23 And then we continued the conversation, and she said, "Well, come

24 on. I was there. I talked to these persons, and they said that you came

25 up there, that you took them out, that you mistreated them, that you raped

Page 4517

1 them." I was truly astonished when I heard all of that, and I was hurt as

2 a man and as a person. I had no idea about this, I had nothing to do with

3 any of that.

4 From the very outset I thought that this was some kind of a sick

5 joke of hers, that it was some kind of provocation or whatever. Again I

6 said to her, "Who did you talk to?" "Well, you don't know who these

7 persons are." And she mentioned four names then. Before that, I had

8 never heard those names in all my life. Especially two names I knew that

9 I had never heard in my life because they're very rare names.

10 Q. I had to interrupt you here. I have to warn you that you should

11 not mention those specific names.

12 A. Yes, I understand. She mentioned the name of Witness FWS-87 and

13 the name of Witness DB. That was the first time in my life that I heard

14 those names. It was the first time that I heard that anyone had that kind

15 of a name. These were very rare names. I never, ever heard of those

16 names before. She also mentioned two other names. I knew that she

17 mentioned the name of Witness 75 for sure.

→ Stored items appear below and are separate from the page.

Issue #928, opened 2026-09-19
ksthread_getQueueName faults on a thread that exits while it reads


naftaly:
`ksthread_getQueueName` reads a dispatch queue belonging to a thread that can be exiting underneath it, and faults instead of returning false.

The guard above the read checks that the pointer is readable:

```c
dispatch_queue_t *dispatch_queue_ptr = (dispatch_queue_t *)idInfo->dispatch_qaddr;
if (!ksmem_isMemoryReadable(dispatch_queue_ptr, sizeof(*dispatch_queue_ptr))) {
    return false;
}
...
if (dispatch_queue_ptr == NULL || idInfo->thread_handle == 0 || *dispatch_queue_ptr == NULL) {
```

That check cannot close the window. The thread can finish between the check and the dereference on the next lines, and `dispatch_queue_get_label` then runs on whatever is left.

It showed up as a UBSan SEGV in CI, on the thread cache's polling thread:

```
==5458==ERROR: UndefinedBehaviorSanitizer: SEGV on unknown address 0x000000000000
    #0 ksthread_getQueueName KSThread.c:144
    #1 createCache KSThreadCache.c:143
    #2 updateCache KSThreadCache.c:168
    #3 monitorThreadCache KSThreadCache.c:190
```

This is not test-only. `createCache` calls it for every enumerated thread on every rebuild whenever queue name search is on, and an app turns that on with `enableQueueNameSearch`. The polling thread runs for the life of the process, so any app using the option is exposed to a crash in the reporter itself while other threads come and go.

The immediate trigger in CI was a test leaving the flag enabled for the whole bundle, fixed separately, but that only changed how often the path runs.

PR #932, opened 2026-09-19
Stop the thread cache faulting on threads that exit while it reads them

naftaly:
The thread cache reads every thread's queue name on a timer, and that read goes into the target thread's own memory: the dispatch queue slot lives in its pthread structure, and the label lives in the queue. Both can go away mid-read, and a readability check followed by a dereference has a window between the two. The result is a fault on the cache's polling thread, which takes the process down with it. It showed up as a UBSan SEGV in CI and reaches production whenever an app sets `enableQueueNameSearch`.

Both reads now go through `copySafely`, which returns an error where a dereference faults, and the label is validated in a local copy rather than walked in place.

Writing that turned up a second bug underneath. `ksmem_maxReadableBytes` passed the whole 10 KB scratch buffer to its final probe rather than the bytes left to answer for, so a question about 256 bytes could be answered with 10240. Sizing a copy off that answer overruns the destination, which is how it surfaced. `isValidCrashInfoMessage` has been living with the milder version of it, scanning further than the limit it means to enforce.

Closes #928.


kstenerud:
Good fix. Two things.

**The middle dereference is still unguarded**

The chain is slot → queue object → label bytes. You have hardened the first and third. The second is `dispatch_queue_get_label`, whose whole body is:

```c
if (unlikely(dq == DISPATCH_CURRENT_QUEUE_LABEL)) {
    dq = _dispatch_queue_get_current_or_default();
}
return dq->dq_label ? dq->dq_label : "";
```

NULL is the only value it checks. Everything else is an unvalidated load at a fixed offset, around 0x48 on LP64.

`copySafely` tells you the eight bytes were readable, not that they are a queue. A slot holding a stale pointer, from a thread whose pthread struct was reused or a queue released without the slot being cleared, copies fine and faults there.

This predates your change; the old code handed over `*dispatch_queue_ptr` with the same single NULL check. Two ways to close it.

Cheap: `copySafely` the queue header into a scratch buffer and bail if that fails, before calling libdispatch. Three lines. It reintroduces a check-then-use window so it does not truly close anything, but it turns the common case, a stale pointer into unmapped memory, into a clean rejection.

Thorough: skip libdispatch entirely. `copySafely` the queue header, read `dq_label` out of the copy, and feed that into the label handling you already added. All three levels then go through the same mechanism and libdispatch never sees an untrusted pointer.

Derive the offset rather than hardcode it. Create two queues with distinctive labels, `copySafely` each one's header into a local buffer, and walk the copy for a pointer-sized value equal to what `dispatch_queue_get_label` returned for it. A bounded copy rather than a direct walk, because the scan window can run past the probe queue's own allocation. Require both queues to agree, which rules out a coincidental match. If derivation fails, turn the feature off rather than guess.

The offset holds across queue kinds: `dispatch_queue_s`, `dispatch_workloop_s` and the source and channel types all expand the same `DISPATCH_QUEUE_CLASS_HEADER`, and the field that differs between them is pointer-sized in every case. `KSObjC` already does this class of thing with `ISA_MASK`.

**Which raises the opt-in**

`enableQueueNameSearch` gives exactly one reason for defaulting to false:

> there is a risk of crashing during the `ksthread_getQueueName()` call

If the thorough fix lands, that reason is gone and the option could default on. Your call whether there is a cost argument underneath it that the doc never stated; I have not measured one.

Either way both docs need a correction. The C one says "at the time of a crash" and the Swift one says "at crash time", but this runs on the cache's polling thread and is cached before any crash.

naftaly:
Feedback address @kstenerud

18 And at that moment I was shocked. How should I put this? I was

19 surprised. I could not understand whether she was pulling my leg or

20 whether she was actually telling the truth. I asked her again, and she

21 repeated the names to me once again, and when she repeated the names once

22 again and when she said that she talked -- she had talked to those persons

23 a few days before that.

24 And when they said that I had personally come to Partizan, and

25 that I had taken them out of Partizan, and that I had mistreated them and

Page 4518

1 raped them, among other things, then I wrote down those four names that

2 she mentioned because I had on me in the uniform a small writing pad. I

3 usually always had one when I went out to the terrain, and I had just come

4 back, so I would write things like that down in my writing pad, and then I

5 would transfer it to maps and perhaps --

6 Q. So let me interrupt you. How did your conversation with the

7 journalist end?

8 A. Well, the conversation might have lasted about half an hour at the

9 maximum. We had coffee, and when I said that I had nothing to do with all

10 of this whatsoever, she said that if I did not believe her, that I could

11 check.

12 At that moment as we were parting, she said that she had taken

13 that story, that interview with them, and that she would be pleased if I

14 gave her a story in connection with all of that. I said that I had

15 nothing to do with it whatsoever. Then we parted. She said that she was

16 going towards the post office, that she was supposed to submit her daily

17 report to the company that she represented, and she mentioned that these

18 persons who spoke to her mentioned Montenegrans, mentioned Zaga, Zaga's

19 unit, Zaga's men, and that they had said that Zaga personally had come up

20 there, taken them out, and that Zaga and his men had raped them.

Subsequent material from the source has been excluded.